Set down all of the records exactly, leaving none out.

━━━ SUPPLIED DATA ━━━

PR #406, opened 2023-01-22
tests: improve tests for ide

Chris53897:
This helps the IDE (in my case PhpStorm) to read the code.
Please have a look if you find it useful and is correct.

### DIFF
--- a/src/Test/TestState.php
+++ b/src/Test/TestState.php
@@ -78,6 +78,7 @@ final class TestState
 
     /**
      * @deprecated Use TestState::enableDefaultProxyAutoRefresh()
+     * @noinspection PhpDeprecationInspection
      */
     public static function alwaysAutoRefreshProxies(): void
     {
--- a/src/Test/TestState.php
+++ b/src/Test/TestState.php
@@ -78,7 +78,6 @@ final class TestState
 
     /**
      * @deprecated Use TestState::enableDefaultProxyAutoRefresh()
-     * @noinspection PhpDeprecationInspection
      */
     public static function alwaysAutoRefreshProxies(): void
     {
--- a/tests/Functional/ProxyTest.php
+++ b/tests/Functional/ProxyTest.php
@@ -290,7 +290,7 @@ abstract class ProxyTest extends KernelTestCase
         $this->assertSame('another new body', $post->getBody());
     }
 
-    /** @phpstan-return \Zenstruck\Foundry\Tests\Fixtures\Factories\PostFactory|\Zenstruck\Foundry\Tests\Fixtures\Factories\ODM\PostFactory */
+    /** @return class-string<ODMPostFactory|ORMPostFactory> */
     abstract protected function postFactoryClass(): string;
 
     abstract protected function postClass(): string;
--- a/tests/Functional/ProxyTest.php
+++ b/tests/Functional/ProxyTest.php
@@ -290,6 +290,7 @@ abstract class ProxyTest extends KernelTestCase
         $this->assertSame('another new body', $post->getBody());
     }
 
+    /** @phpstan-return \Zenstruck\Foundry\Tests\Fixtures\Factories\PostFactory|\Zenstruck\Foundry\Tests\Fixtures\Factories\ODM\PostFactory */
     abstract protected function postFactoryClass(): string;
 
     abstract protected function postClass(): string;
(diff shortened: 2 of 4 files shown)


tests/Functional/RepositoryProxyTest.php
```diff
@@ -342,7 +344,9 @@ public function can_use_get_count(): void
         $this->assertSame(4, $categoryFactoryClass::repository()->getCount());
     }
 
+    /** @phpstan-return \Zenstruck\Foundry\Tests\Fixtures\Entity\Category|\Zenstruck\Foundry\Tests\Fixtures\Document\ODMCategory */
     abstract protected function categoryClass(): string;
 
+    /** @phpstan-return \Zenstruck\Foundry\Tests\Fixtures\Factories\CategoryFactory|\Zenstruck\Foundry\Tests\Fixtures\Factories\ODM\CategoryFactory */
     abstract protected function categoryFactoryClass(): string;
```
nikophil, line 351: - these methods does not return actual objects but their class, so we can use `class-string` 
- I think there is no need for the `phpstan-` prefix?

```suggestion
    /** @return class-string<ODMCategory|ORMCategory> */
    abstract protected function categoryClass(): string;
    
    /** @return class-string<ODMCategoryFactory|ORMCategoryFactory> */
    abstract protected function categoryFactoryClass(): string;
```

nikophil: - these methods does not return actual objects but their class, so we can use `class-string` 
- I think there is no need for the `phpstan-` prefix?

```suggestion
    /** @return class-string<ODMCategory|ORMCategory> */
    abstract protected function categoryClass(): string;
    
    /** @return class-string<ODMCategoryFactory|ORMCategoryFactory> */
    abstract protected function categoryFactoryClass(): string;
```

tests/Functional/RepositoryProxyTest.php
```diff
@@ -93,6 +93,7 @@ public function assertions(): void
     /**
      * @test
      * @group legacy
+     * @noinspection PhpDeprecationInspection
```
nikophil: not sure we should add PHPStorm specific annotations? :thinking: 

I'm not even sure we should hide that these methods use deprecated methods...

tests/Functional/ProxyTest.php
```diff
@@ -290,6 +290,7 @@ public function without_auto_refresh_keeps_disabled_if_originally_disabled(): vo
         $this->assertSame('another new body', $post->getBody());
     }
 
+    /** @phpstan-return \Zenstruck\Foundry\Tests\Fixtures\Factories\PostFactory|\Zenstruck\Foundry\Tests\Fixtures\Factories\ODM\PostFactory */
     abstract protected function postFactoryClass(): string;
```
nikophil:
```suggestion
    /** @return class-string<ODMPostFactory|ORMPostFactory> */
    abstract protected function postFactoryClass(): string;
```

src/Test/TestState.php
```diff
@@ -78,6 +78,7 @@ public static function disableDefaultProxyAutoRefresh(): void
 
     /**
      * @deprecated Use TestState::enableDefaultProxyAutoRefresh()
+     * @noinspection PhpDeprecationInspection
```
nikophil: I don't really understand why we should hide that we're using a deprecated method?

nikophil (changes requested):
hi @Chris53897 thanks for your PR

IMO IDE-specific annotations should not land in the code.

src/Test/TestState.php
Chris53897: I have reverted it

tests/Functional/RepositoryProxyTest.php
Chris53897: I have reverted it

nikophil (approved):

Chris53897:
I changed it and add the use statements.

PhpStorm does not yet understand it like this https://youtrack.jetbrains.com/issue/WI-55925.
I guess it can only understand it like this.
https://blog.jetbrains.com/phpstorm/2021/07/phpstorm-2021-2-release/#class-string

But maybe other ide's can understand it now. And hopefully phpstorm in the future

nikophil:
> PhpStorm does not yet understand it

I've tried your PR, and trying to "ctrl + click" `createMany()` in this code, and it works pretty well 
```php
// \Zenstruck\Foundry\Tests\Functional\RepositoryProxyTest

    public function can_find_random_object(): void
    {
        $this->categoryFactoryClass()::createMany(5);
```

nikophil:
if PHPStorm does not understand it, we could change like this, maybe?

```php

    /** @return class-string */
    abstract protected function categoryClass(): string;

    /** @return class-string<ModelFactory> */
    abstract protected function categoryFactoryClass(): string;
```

━━━

### OUTPUT FOR THIS TASK:
PR #406, opened 2023-01-22
tests: improve tests for ide

Chris53897:
This helps the IDE (in my case PhpStorm) to read the code.
Please have a look if you find it useful and is correct.

### DIFF
--- a/src/Test/TestState.php
+++ b/src/Test/TestState.php
@@ -78,6 +78,7 @@ final class TestState
 
     /**
      * @deprecated Use TestState::enableDefaultProxyAutoRefresh()
+     * @noinspection PhpDeprecationInspection
      */
     public static function alwaysAutoRefreshProxies(): void
     {
--- a/src/Test/TestState.php
+++ b/src/Test/TestState.php
@@ -78,7 +78,6 @@ final class TestState
 
     /**
      * @deprecated Use TestState::enableDefaultProxyAutoRefresh()
-     * @noinspection PhpDeprecationInspection
      */
     public static function alwaysAutoRefreshProxies(): void
     {
--- a/tests/Functional/ProxyTest.php
+++ b/tests/Functional/ProxyTest.php
@@ -290,7 +290,7 @@ abstract class ProxyTest extends KernelTestCase
         $this->assertSame('another new body', $post->getBody());
     }
 
-    /** @phpstan-return \Zenstruck\Foundry\Tests\Fixtures\Factories\PostFactory|\Zenstruck\Foundry\Tests\Fixtures\Factories\ODM\PostFactory */
+    /** @return class-string<ODMPostFactory|ORMPostFactory> */
     abstract protected function postFactoryClass(): string;
 
     abstract protected function postClass(): string;
--- a/tests/Functional/ProxyTest.php
+++ b/tests/Functional/ProxyTest.php
@@ -290,6 +290,7 @@ abstract class ProxyTest extends KernelTestCase
         $this->assertSame('another new body', $post->getBody());
     }
 
+    /** @phpstan-return \Zenstruck\Foundry\Tests\Fixtures\Factories\PostFactory|\Zenstruck\Foundry\Tests\Fixtures\Factories\ODM\PostFactory */
     abstract protected function postFactoryClass(): string;
 
     abstract protected function postClass(): string;
(diff shortened: 2 of 4 files shown)


tests/Functional/RepositoryProxyTest.php
```diff
@@ -342,7 +344,9 @@ public function can_use_get_count(): void
         $this->assertSame(4, $categoryFactoryClass::repository()->getCount());
     }
 
+    /** @phpstan-return \Zenstruck\Foundry\Tests\Fixtures\Entity\Category|\Zenstruck\Foundry\Tests\Fixtures\Document\ODMCategory */
     abstract protected function categoryClass(): string;
 
+    /** @phpstan-return \Zenstruck\Foundry\Tests\Fixtures\Factories\CategoryFactory|\Zenstruck\Foundry\Tests\Fixtures\Factories\ODM\CategoryFactory */
     abstract protected function categoryFactoryClass(): string;
```
nikophil, line 351: - these methods does not return actual objects but their class, so we can use `class-string` 
- I think there is no need for the `phpstan-` prefix?

```suggestion
    /** @return class-string<ODMCategory|ORMCategory> */
    abstract protected function categoryClass(): string;
    
    /** @return class-string<ODMCategoryFactory|ORMCategoryFactory> */
    abstract protected function categoryFactoryClass(): string;
```

nikophil: - these methods does not return actual objects but their class, so we can use `class-string` 
- I think there is no need for the `phpstan-` prefix?

```suggestion
    /** @return class-string<ODMCategory|ORMCategory> */
    abstract protected function categoryClass(): string;
    
    /** @return class-string<ODMCategoryFactory|ORMCategoryFactory> */
    abstract protected function categoryFactoryClass(): string;
```

tests/Functional/RepositoryProxyTest.php
```diff
@@ -93,6 +93,7 @@ public function assertions(): void
     /**
      * @test
      * @group legacy
+     * @noinspection PhpDeprecationInspection
```
nikophil: not sure we should add PHPStorm specific annotations? :thinking: 

I'm not even sure we should hide that these methods use deprecated methods...

tests/Functional/ProxyTest.php
```diff
@@ -290,6 +290,7 @@ public function without_auto_refresh_keeps_disabled_if_originally_disabled(): vo
         $this->assertSame('another new body', $post->getBody());
     }
 
+    /** @phpstan-return \Zenstruck\Foundry\Tests\Fixtures\Factories\PostFactory|\Zenstruck\Foundry\Tests\Fixtures\Factories\ODM\PostFactory */
     abstract protected function postFactoryClass(): string;
```
nikophil:
```suggestion
    /** @return class-string<ODMPostFactory|ORMPostFactory> */
    abstract protected function postFactoryClass(): string;
```

src/Test/TestState.php
```diff
@@ -78,6 +78,7 @@ public static function disableDefaultProxyAutoRefresh(): void
 
     /**
      * @deprecated Use TestState::enableDefaultProxyAutoRefresh()
+     * @noinspection PhpDeprecationInspection
```
nikophil: I don't really understand why we should hide that we're using a deprecated method?

nikophil (changes requested):
hi @Chris53897 thanks for your PR

IMO IDE-specific annotations should not land in the code.

src/Test/TestState.php
Chris53897: I have reverted it

tests/Functional/RepositoryProxyTest.php
Chris53897: I have reverted it

nikophil (approved):

Chris53897:
I changed it and add the use statements.

PhpStorm does not yet understand it like this https://youtrack.jetbrains.com/issue/WI-55925.
I guess it can only understand it like this.
https://blog.jetbrains.com/phpstorm/2021/07/phpstorm-2021-2-release/#class-string

But maybe other ide's can understand it now. And hopefully phpstorm in the future

nikophil:
> PhpStorm does not yet understand it

I've tried your PR, and trying to "ctrl + click" `createMany()` in this code, and it works pretty well 
```php
// \Zenstruck\Foundry\Tests\Functional\RepositoryProxyTest

    public function can_find_random_object(): void
    {
        $this->categoryFactoryClass()::createMany(5);
```

nikophil:
if PHPStorm does not understand it, we could change like this, maybe?

```php

    /** @return class-string */
    abstract protected function categoryClass(): string;

    /** @return class-string<ModelFactory> */
    abstract protected function categoryFactoryClass(): string;
```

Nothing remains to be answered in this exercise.